Yes... but, Nvidia is basically the single supplier of the hardware everyone wants to use. That gives them quite a bit of leverage, in any price negotiations.

10k GPUs is a lot of money for a company that (I think) is still making losses. If we assume about $20k each (including the servers to host them), that's a cool $200M. Only about 1% of what he paid for Twitter, but probably a multiple of Twitter's annual hardware spend.


Somehow, I had a figure of $18k in mind. Not sure if I'm misremembering that or maybe the street price has shot way up since then. shopping.google.com shows prices anywhere from $28.5k to ebay prices of $43k or more.

Then, I thought I'd see what Dell's list price is, so I popped over to dell.com and looked at the price of adding one to a PowerEdge R750xa. They want an absolutely astounding $86,250 per H100 PCIe card, and they make you add a minimum of 2 GPUs to the chassis!!! Having a decent amount of experience with Dell servers at my job, I know they like big markups for add-ons, but I'm still pretty stunned by that one.

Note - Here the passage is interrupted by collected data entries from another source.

PR #20646, opened 2024-01-24
v.checker: disallow assigning none to _

### LINKED ISSUE #20645: cgen error for ` _ = none`
```bash
v run a.v
```
```
==================
/tmp/v_2625/a.01HMWV3D4QDHES1C1B00P00B2E.tmp.c:12858: error: '{' expected (got ";")
...
==================
builder error:
==================

```
```bash
cat a.v
```
```v
fn x() ?bool {
        return none
}                                                                  
_ = x() or {
        _ = none
        true
}
```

If you know anything about these, you're probably aware that the PCIe cards aren't even the best type of H100. What you really want are the SXM version. And a further irony is that a pair of the current H100's cannot even run GPT-3, which is why Nvidia recently announced a refresh of its H100 with more memory, due out in Q3.
^ i got my first 2 pcie H100s for testing a couple of months ago, i paid 15k USD ea. they were a bit cheaper because they were for ... well, testing lol. now an 8 card sxm5 dual geno server with 8 h100 is around 250k usd and the pcie version is about 230k usd. mind you my deployment is pretty big so im saving some money. The 700w tdp on the sxm5 cards is outrageous, the new NVL 96gb (dual so 192gb per "pair") is going to be where is at. for LLM models the a6000 is still best bang for your buck. scumbags at nvidia took nvlink off the 4090 and ada 6000 so larger models you have to block up and do some funky stuff to make it work .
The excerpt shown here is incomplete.